• Prompt:
Nothing in the data may be altered as it is transcribed.

[Saved entries]
* * * *

PR #6110, opened 2017-07-15
Add AWS facts and AWS_DEFAULT_REGION to user profile

surminus:
Add a bunch of AWS specific facts if an instance lives in Amazon.

Set the AWS_DEFAULT_REGION default profile which is useful when working with the `aws` tool.


deanwilson:
Maybe whittle it down to 
```
 # availabilityzone
 # instanceid
 # instancetype
 # imageid
 # accountid
 # region
```

surminus:
@deanwilson I've amended the code to only include the useful ones, though the code may have got worse

surminus:
Thanks @issyl0 :)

* * * *

• Reply to the exercise:
PR #6110, opened 2017-07-15
Add AWS facts and AWS_DEFAULT_REGION to user profile

surminus:
Add a bunch of AWS specific facts if an instance lives in Amazon.

Set the AWS_DEFAULT_REGION default profile which is useful when working with the `aws` tool.


deanwilson:
Maybe whittle it down to 
```
 # availabilityzone
 # instanceid
 # instancetype
 # imageid
 # accountid
 # region
```

surminus:
@deanwilson I've amended the code to only include the useful ones, though the code may have got worse

surminus:
Thanks @issyl0 :)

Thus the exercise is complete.